The lines to return are those below that contain the word "changes".

Supplied records:
......
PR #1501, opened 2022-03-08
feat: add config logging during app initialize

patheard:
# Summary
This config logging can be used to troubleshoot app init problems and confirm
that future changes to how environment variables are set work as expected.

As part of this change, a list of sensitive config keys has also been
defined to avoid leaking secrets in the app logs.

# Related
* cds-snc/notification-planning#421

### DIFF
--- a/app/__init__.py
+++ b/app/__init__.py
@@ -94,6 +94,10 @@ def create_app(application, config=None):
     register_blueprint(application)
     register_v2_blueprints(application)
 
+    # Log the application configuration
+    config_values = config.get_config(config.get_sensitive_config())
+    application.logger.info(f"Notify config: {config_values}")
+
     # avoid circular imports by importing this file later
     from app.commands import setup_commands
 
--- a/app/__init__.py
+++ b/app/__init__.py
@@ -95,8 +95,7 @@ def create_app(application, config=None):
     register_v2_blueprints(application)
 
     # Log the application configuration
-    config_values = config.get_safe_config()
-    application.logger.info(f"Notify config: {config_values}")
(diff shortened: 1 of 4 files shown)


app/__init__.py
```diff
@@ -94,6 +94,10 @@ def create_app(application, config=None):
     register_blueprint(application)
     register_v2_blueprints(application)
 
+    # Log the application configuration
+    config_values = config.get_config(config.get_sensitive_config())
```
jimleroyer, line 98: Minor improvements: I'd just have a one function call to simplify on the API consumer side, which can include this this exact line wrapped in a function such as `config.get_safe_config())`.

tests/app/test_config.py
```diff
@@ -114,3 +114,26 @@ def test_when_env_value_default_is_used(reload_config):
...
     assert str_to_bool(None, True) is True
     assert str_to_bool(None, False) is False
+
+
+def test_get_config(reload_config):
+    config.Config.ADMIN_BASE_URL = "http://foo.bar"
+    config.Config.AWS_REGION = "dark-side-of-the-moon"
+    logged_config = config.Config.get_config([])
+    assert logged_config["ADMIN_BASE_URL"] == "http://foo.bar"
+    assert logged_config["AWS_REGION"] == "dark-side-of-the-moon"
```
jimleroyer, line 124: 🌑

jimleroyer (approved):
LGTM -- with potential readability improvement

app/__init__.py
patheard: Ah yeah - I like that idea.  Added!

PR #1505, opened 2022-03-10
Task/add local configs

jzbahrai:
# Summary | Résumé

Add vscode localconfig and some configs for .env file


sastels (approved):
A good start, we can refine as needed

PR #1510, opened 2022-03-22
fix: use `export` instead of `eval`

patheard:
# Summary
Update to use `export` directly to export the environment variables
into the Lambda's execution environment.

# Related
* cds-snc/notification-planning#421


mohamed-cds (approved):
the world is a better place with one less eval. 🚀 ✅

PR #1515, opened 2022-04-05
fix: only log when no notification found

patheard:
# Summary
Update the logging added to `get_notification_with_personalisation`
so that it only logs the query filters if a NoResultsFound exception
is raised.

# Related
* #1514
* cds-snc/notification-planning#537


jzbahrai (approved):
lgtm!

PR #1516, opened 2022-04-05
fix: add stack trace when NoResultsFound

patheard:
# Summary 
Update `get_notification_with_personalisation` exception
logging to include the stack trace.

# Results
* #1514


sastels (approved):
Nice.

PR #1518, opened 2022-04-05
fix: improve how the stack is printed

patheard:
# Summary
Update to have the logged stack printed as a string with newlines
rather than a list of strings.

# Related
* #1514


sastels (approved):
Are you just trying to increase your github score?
......
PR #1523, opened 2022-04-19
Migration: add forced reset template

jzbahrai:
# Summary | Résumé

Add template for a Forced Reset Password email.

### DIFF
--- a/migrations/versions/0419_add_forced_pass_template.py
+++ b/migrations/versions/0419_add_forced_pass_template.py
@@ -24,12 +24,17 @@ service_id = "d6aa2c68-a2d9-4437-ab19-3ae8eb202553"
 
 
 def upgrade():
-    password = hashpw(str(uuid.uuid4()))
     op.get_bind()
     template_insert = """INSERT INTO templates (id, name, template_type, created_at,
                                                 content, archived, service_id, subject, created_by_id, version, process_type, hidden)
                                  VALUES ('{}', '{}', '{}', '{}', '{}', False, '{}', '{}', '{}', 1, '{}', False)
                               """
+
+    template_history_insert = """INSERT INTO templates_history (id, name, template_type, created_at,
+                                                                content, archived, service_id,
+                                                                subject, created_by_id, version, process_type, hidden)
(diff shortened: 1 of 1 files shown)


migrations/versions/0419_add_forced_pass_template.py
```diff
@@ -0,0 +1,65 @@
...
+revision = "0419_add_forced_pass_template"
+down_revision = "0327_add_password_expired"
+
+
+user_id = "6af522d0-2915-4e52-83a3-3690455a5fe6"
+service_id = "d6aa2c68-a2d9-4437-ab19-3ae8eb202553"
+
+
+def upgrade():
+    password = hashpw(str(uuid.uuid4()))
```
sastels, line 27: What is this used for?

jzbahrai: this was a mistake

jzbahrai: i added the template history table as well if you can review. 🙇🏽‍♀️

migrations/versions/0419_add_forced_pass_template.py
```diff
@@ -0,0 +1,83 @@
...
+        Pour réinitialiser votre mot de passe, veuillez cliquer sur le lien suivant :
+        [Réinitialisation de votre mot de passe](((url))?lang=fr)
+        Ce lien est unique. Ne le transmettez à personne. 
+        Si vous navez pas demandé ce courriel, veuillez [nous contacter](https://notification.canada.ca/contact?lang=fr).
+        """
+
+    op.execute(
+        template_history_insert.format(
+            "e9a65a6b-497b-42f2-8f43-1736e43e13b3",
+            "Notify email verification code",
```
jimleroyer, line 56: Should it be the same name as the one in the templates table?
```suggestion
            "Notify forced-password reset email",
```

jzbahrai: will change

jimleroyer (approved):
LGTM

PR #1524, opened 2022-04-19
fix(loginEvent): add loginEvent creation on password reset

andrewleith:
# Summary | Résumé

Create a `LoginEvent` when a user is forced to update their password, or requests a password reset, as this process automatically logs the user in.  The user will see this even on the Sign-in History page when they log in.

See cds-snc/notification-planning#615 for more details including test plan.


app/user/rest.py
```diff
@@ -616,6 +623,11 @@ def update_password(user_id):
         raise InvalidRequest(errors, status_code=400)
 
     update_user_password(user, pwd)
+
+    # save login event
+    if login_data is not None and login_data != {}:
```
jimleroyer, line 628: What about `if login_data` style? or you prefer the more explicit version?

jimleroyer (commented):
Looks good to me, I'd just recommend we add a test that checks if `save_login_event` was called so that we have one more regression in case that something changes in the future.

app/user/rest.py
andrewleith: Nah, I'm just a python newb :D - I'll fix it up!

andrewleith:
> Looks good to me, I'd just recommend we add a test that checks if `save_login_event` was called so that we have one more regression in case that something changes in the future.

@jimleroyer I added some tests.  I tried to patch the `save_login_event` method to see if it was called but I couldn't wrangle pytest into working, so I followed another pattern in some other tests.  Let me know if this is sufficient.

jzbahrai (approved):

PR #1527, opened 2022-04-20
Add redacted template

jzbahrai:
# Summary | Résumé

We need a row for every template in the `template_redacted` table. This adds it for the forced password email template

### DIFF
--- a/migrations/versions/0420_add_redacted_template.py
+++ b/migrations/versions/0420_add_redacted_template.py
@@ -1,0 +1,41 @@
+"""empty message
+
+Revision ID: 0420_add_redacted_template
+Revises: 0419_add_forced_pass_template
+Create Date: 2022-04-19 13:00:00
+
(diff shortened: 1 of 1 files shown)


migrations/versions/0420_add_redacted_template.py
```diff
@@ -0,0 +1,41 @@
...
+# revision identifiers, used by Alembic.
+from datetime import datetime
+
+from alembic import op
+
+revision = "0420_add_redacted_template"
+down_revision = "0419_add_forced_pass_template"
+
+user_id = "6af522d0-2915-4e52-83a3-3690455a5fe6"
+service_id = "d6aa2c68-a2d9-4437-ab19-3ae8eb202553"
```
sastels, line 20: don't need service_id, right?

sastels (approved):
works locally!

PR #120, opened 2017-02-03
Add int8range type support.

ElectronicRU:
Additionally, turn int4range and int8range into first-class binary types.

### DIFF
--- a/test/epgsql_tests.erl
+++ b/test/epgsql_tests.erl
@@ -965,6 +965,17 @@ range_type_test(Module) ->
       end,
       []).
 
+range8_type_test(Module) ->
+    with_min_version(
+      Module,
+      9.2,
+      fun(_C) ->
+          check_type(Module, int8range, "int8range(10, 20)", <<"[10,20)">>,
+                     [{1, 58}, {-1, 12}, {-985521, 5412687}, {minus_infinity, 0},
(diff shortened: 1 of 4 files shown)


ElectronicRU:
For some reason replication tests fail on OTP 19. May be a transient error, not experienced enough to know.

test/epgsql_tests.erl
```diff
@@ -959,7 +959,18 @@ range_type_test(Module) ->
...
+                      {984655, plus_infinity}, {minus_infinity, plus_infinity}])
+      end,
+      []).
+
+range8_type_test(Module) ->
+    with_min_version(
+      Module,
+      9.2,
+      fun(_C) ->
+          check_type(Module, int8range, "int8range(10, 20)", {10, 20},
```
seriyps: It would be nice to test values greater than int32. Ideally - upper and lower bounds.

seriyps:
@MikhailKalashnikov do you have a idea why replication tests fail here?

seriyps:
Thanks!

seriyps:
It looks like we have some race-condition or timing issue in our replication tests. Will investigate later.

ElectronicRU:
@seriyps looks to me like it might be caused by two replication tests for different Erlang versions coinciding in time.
......
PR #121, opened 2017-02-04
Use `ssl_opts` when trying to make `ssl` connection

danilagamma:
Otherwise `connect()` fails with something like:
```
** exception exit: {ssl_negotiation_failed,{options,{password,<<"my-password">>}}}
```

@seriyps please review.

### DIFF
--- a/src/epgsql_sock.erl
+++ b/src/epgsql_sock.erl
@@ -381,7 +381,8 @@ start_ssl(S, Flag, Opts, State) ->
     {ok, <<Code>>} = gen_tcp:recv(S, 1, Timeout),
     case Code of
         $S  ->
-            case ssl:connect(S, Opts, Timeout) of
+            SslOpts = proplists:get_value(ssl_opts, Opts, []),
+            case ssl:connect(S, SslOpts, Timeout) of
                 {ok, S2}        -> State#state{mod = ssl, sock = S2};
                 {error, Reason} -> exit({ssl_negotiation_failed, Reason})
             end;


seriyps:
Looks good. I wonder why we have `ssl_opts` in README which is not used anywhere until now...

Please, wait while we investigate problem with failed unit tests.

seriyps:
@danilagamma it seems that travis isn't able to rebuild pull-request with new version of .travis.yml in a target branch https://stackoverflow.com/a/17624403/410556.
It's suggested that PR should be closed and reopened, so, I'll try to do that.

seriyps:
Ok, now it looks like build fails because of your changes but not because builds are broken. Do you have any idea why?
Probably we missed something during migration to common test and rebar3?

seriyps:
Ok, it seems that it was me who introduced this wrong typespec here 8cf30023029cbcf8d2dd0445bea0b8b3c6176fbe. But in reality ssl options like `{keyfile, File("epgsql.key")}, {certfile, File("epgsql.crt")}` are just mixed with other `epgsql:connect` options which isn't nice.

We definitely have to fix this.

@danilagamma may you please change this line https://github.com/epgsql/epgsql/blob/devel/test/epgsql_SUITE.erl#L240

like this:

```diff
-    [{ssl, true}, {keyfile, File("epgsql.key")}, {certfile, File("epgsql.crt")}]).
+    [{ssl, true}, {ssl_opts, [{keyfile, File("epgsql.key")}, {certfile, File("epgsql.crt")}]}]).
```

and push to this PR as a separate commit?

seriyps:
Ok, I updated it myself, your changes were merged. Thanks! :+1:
......
Solution:
that future changes to how environment variables are set work as expected.
Looks good to me, I'd just recommend we add a test that checks if `save_login_event` was called so that we have one more regression in case that something changes in the future.
> Looks good to me, I'd just recommend we add a test that checks if `save_login_event` was called so that we have one more regression in case that something changes in the future.
Ok, now it looks like build fails because of your changes but not because builds are broken. Do you have any idea why?
Ok, I updated it myself, your changes were merged. Thanks! :+1:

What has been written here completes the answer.